(Task details): Give the number of lines in the listing that hold the word "then". Write nothing but that number.

_ _ _ _

PR #6549, opened 2026-01-16
Add `AddExplicitDependencyVersion` visitor to explicitly set or remove dependency versions

Jenson3210:
## What's changed?
Add Visitor to explicitly set or remove dependency versions for dependencies which become (un-)unmanaged during recipes like UpgradeDependencyVersion and UpgradePluginVersion in Gradle. Maven has an equivalent built in when the parent pom changes. 

## What's your motivation?
Sometimes during a Spring Boot migration, versions become managed/unmanaged. The compilation breaks as the dependency no longer receives a version. This PR aims at adding version tags and removing redundant version tags when the platform dependency changes OR the spring boot plugin version is changed. 
We could later similarly add something for dependencies which are managed by the spring dependencies plugin and its corresponding `dependencyManagement.imports`, but that's a different usecase

### DIFF
--- a/rewrite-gradle/src/main/java/org/openrewrite/gradle/RemoveRedundantDependencyVersions.java
+++ b/rewrite-gradle/src/main/java/org/openrewrite/gradle/RemoveRedundantDependencyVersions.java
@@ -451,7 +451,7 @@ public class RemoveRedundantDependencyVersions extends Recipe {
                                     return constraint.getStrictVersion();
                                 }
                             }
-                            for (ResolvedDependency dependency : gdc.getDirectResolved()) {
+                            for (ResolvedDependency dependency : gdc.getResolved()) {
                                 if (dependency.getRequested().getVersion() == null && "org.springframework.boot".equals(dependency.getGroupId())) {
                                     return dependency.getVersion();
                                 }


rewrite-gradle/src/test/java/org/openrewrite/gradle/UpgradeDependencyVersionTest.java
```diff
@@ -508,6 +508,46 @@ implementation platform("com.google.guava:guava:30.1.1-jre")
         );
     }
 
+    @Issue("https://github.com/openrewrite/rewrite/issues/3227")
```
Jenson3210:
```suggestion
```

rewrite-gradle/src/main/java/org/openrewrite/gradle/AddExplicitDependencyVersion.java
```diff
@@ -0,0 +1,169 @@
...
+import org.openrewrite.internal.StringUtils;
+import org.openrewrite.java.JavaIsoVisitor;
+import org.openrewrite.java.tree.J;
+import org.openrewrite.maven.tree.ResolvedDependency;
+import org.openrewrite.semver.DependencyMatcher;
+
+import java.util.Optional;
+
+/**
+ * A recipe that adds an explicit version to dependencies that don't have one declared.
```
timtebeek:
```suggestion
 * A visitor that adds an explicit version to dependencies that don't have one declared.
```

rewrite-gradle/src/main/java/org/openrewrite/gradle/RemoveRedundantDependencyVersions.java
```diff
@@ -168,11 +175,9 @@ public J.MethodInvocation visitMethodInvocation(J.MethodInvocation method, Execu
 
                             MavenPomDownloader mpd = new MavenPomDownloader(ctx);
                             GradleMultiDependency.matcher()
-                                    .groupId(groupPattern)
-                                    .artifactId(artifactPattern)
```
timtebeek, line 172: What's the context behind dropping these constraints? What are the implications?

rewrite-gradle/src/main/java/org/openrewrite/gradle/RemoveRedundantDependencyVersions.java
timtebeek, line 1: I don't immediately see the link between the newly added `AddExplicitDependencyVersion` and the changes in this file; are these unrelated cleanups or improvements?

rewrite-gradle/src/main/java/org/openrewrite/gradle/UpgradeDependencyVersion.java
```diff
@@ -255,9 +259,10 @@ public boolean isAcceptable(SourceFile sf, ExecutionContext ctx) {
             }
 
             @Override
-            public @Nullable Tree visit(@Nullable Tree tree, ExecutionContext ctx) {
+            public @Nullable Tree preVisit(@Nullable Tree tree, ExecutionContext ctx) {
                 Tree t = tree;
                 if (t instanceof SourceFile) {
+                    stopAfterPreVisit();
```
timtebeek: Why is the `stopAfterPreVisit` only inside the conditional here and not above? There doesn't appear to be any actions we take for any non-source files in the same visitor, so then I'd suspect we can stop traversal for other code paths too right?

rewrite-gradle/src/test/java/org/openrewrite/gradle/plugins/UpgradePluginVersionTest.java
```diff
@@ -297,4 +297,83 @@ void upgradePluginVersionInBuildGradleNotProperties() {
...
+                  id 'java'
+                  id 'org.springframework.boot' version '2.7.0'
+              }
+
+              repositories {
+                  mavenCentral()
+              }
+
+              dependencies {
+                  implementation 'javax.servlet:javax.servlet-api:4.0.1'
```
timtebeek, line 317: Should we similar to below also feature this dependency here and assert the version number is not dropped? Because for javax.servlet-api it would (not) have been added.
```suggestion
                  implementation 'javax.servlet:javax.servlet-api:4.0.1'
                  implementation 'org.apache.activemq:activemq-client-jakarta:5.18.2'
```

rewrite-gradle/src/test/java/org/openrewrite/gradle/AddExplicitDependencyVersionTest.java
```diff
@@ -0,0 +1,662 @@
...
+                  implementation 'com.fasterxml.jackson.core:jackson-databind:2.17.2'
+              }
+              """
+          )
+        );
+    }
+
+    @Test
+    void noChangeWhenDependencyNotResolved() {
+        // When the dependency can't be resolved (no version and no BOM management), no change should be made
```
timtebeek, line 196: Right now we silently drop errors; would we want to add a marker perhaps about the failure seen? Or not yet you think?

rewrite-gradle/src/main/java/org/openrewrite/gradle/RemoveRedundantDependencyVersions.java
Jenson3210: improvement to version detection when plugin is active. 
I discovered by running a test with spring boot version but no spring boot dependencies, spring boot version was not detectable. The plugin version exists on the marker though -> added `getSpringBootVersionFromPlugin()` as I figured this will be the most common usage. Obviously, the `platform/enforcedplatform` will also be used, but most typically people will have the plugin enabled. 

Coming to the link to this file: 
Both `UpdateDependencyVersion` and `UpdatePluginVersion` calculate:
- newly managed versions -> delegate the removal of version which are now managed to this one. 
- no longer managed versions -> delegate the addition of version to the newly added one.

rewrite-gradle/src/main/java/org/openrewrite/gradle/RemoveRedundantDependencyVersions.java
Jenson3210: This block in the visitor does not modify tree elements. 
It is gathering platforms/enforcedPlatforms Poms active in the build gradle file and fills the `platforms` Map. This Map later gets used for detecting if a dependency is managed. 

When you provide this recipe with okhttp parameters (which is managed by `org.spring...` platform), the platforms map remains empty and the cleanup does not happen as the filter of okhttp group/artifact is filtering out the `spring-boot-dependencies` platform dependency. 
The filtering still happens at line 395, but we need all platforms in order to succesfully check in that editing visitor if we should remove the declared version or not as otherwise platforms will be empty.

rewrite-gradle/src/main/java/org/openrewrite/gradle/UpgradeDependencyVersion.java
Jenson3210: sure!

Jenson3210:
```suggestion
                stopAfterPreVisit();
                Tree t = tree;
                if (t instanceof SourceFile) {
```

rewrite-gradle/src/test/java/org/openrewrite/gradle/AddExplicitDependencyVersionTest.java
Jenson3210: Added an info Marker. 👍🏼

rewrite-gradle/src/test/java/org/openrewrite/gradle/plugins/UpgradePluginVersionTest.java
Jenson3210: Added this one. I never hurts to verify both 😄

Jenson3210:
Thanks for the review here @timtebeek! 
Added comments on the questions and resolved the ones I felt certain I covered.

timtebeek:
Thanks a lot! Since these are quite common cases, and we use `UpgradeDependencyVersion` a lot let me just tag Shannon for additional review in case I had missed something.

Jenson3210:
I also wanted to raise in this PR that I doubted in the beginning to add the logic to UpdatePluginVersion as that one suddenly got a "hint" of Spring boot (dependency management) specific code. 
So if we would prefer moving this to rewrite-spring, that could work. However, then a lot of the existing spring recipes would probably need to call that one iso the existing one (and also existing consumers would need to change)

timtebeek:
I think it's common enough to warrant having that here, as otherwise we'd need the same in modules like rewrite-hibernate depending on whether that's called through a Spring composite or not.

rewrite-gradle/src/main/java/org/openrewrite/gradle/AddExplicitDependencyVersion.java
```diff
@@ -0,0 +1,168 @@
...
+                J.Assignment assignment = (J.Assignment) arg;
+                if (assignment.getVariable() instanceof J.Identifier &&
+                        "version".equals(((J.Identifier) assignment.getVariable()).getSimpleName())) {
+                    return true;
+                }
+            }
+        }
+
+        return false;
+    }
```
timtebeek: The GradleDependency trait also comes with a `getDeclaredVersion()` which seems similar to the logic used here:
https://github.com/openrewrite/rewrite/blob/c4c7a8d7821097fe8a91e4f32b98b61d472c9ed8/rewrite-gradle/src/main/java/org/openrewrite/gradle/trait/GradleDependency.java#L391-L457

Does it make sense to try to use that instead of duplicating part of that logic here? Or was it intentional to only look at part of the structure here?

rewrite-gradle/src/main/java/org/openrewrite/gradle/AddExplicitDependencyVersion.java
```diff
@@ -0,0 +1,168 @@
...
+        }
+
+        // Use the GradleDependency trait to match dependencies
+        return new GradleDependency.Matcher()
+                .matcher(dependencyMatcher)
+                .get(getCursor())
+                .map(gradleDep -> {
+                    // Skip if version is already declared
+                    String declaredVersion = gradleDep.getResolvedDependency().getVersion();
+                    if (!StringUtils.isBlank(declaredVersion) && hasExplicitVersion(gradleDep)) {
```
timtebeek: See below as well; the tests we have still pass if we swap in
```suggestion
                    if (!StringUtils.isBlank(declaredVersion) && gradleDep.getDeclaredVersion() != null) {
```

rewrite-gradle/src/main/java/org/openrewrite/gradle/AddExplicitDependencyVersion.java
timtebeek:
```suggestion
```

rewrite-gradle/src/main/java/org/openrewrite/gradle/AddExplicitDependencyVersion.java
```diff
@@ -0,0 +1,131 @@
...
+                .matcher(dependencyMatcher)
+                .get(getCursor())
+                .map(gradleDep -> {
+                    // Skip if version is already declared
+                    String declaredVersion = gradleDep.getResolvedDependency().getVersion();
+                    if (!StringUtils.isBlank(declaredVersion) && gradleDep.getDeclaredVersion() != null) {
+                        return m;
+                    }
+
+                    // Look up the resolved version from the GradleProject marker
```
shanman190, line 92: `GradleDependency#getResolvedDependency` should already have the version applied on it, so that you can simplify and not have to search through the configurations again. When it's constructed, it should be pulling the specific `ResolvedDependency` instance from the current configuration name as well that's being visited (in the rare case there are different versions in different configurations).

rewrite-gradle/src/main/java/org/openrewrite/gradle/plugins/UpgradePluginVersion.java
```diff
@@ -228,6 +229,62 @@ public Properties visitEntry(Properties.Entry entry, ExecutionContext ctx) {
...
+            private GradleProject gradleProject;
+
+            @Override
+            public @Nullable J visit(@Nullable Tree tree, ExecutionContext ctx) {
+                if (tree instanceof SourceFile) {
+                    gradleProject = tree.getMarkers().findFirst(GradleProject.class).orElse(null);
+                    if (gradleProject != null) {
+                        if (acc.pluginIdToNewVersion.containsKey("org.springframework.boot") &&
+                                gradleProject.getPlugins().stream().anyMatch(plugin -> "io.spring.dependency-management".equals(plugin.getId())) &&
+                                gradleProject.getPlugins().stream().anyMatch(plugin -> "org.springframework.boot".equals(plugin.getId()))) {
```
shanman190, line 242: Not strictly necessary, but we could use the `GradlePlugin` trait which would allow you to test and get the version directly if it's discoverable.

rewrite-gradle/src/main/java/org/openrewrite/gradle/AddExplicitDependencyVersion.java
```diff
@@ -0,0 +1,131 @@
...
+        }
+        return super.visit(tree, ctx);
+    }
+
+    @Override
+    public J.MethodInvocation visitMethodInvocation(J.MethodInvocation method, ExecutionContext ctx) {
+        J.MethodInvocation m = super.visitMethodInvocation(method, ctx);
+
+        // Can't do anything without GradleProject
+        if (gp == null) {
```
shanman190, line 75: Would it make more sense to use a `stopAfterPreVisit()` instead to save us the traversals?

Jenson3210: This is not a preVisit method. You suggest that I try to move everything to a preVisit block?

Jenson3210:
Thanks @shanman190! 
I have updated the code to reflect 2 comments but still have 1 comment/question open.

rewrite-gradle/src/main/java/org/openrewrite/gradle/AddExplicitDependencyVersion.java
shanman190: So more of what I was meaning is that we could do one of the following:
1. In the existing `visit(Tree, P)`, if we don't have a `GradleProject` marker, then we can just skip visiting the subtree entirely by not executing `super.visit(Tree, P)`.
2. If we change `visit(Tree, ExecutionContext)` to a `preVisit(Tree, ExecutionContext)`, then we could use the `stopAfterPreVisit()` helper method to also avoid visiting the subtree entirely.

The `visitMethodInvocation` logic would be left as is. In this way, we could avoid visiting the subtree when the `GradleProject` marker isn't present.

Jenson3210:
@shanman190 do you see anything else here? Or are we good to go?

rewrite-gradle/src/main/java/org/openrewrite/gradle/RemoveRedundantDependencyVersions.java
```diff
@@ -426,15 +431,27 @@ public J.MethodInvocation visitMethodInvocation(J.MethodInvocation method, Execu
...
-                            for (GradleDependencyConstraint constraint : testRuntimeConfiguration.getConstraints()) {
+                        GradleDependencyConfiguration gdc = gp.getConfiguration(configuration);
+                        if (gdc != null) {
+                            for (GradleDependencyConstraint constraint : gdc.getConstraints()) {
                                 if ("org.springframework.boot".equals(constraint.getGroupId()) && constraint.getStrictVersion() != null) {
                                     return constraint.getStrictVersion();
                                 }
                             }
-                            for (ResolvedDependency dependency : testRuntimeConfiguration.getDirectResolved()) {
+                            for (ResolvedDependency dependency : gdc.getDirectResolved()) {
```
shanman190: Do we have any concerns about Spring Boot being a transitive dependency of an internally managed wrapper suite?

PR #6554, opened 2026-01-16
Fix dependency management logic resolution order

shanman190:
## What's changed?
* Maven does not merge managed dependency attributes. It replaces them entirely.
* When a managed dependency doesn't have a version, it short circuits and effectively removes the managed dependency rules.
* Given we resolve managed versions starting from the closest, then going to the furthest entries, we should retain the first encountered entry. If that entry comes from a BOM, then the nearest parent managed dependency can override it.

## What's your motivation?
Encountered a diamond problem which illustrated an issue with managed dependency handling.

N/A

@timtebeek @sambsnyd 

N/A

_ _ _ _

(Response for this exercise): 5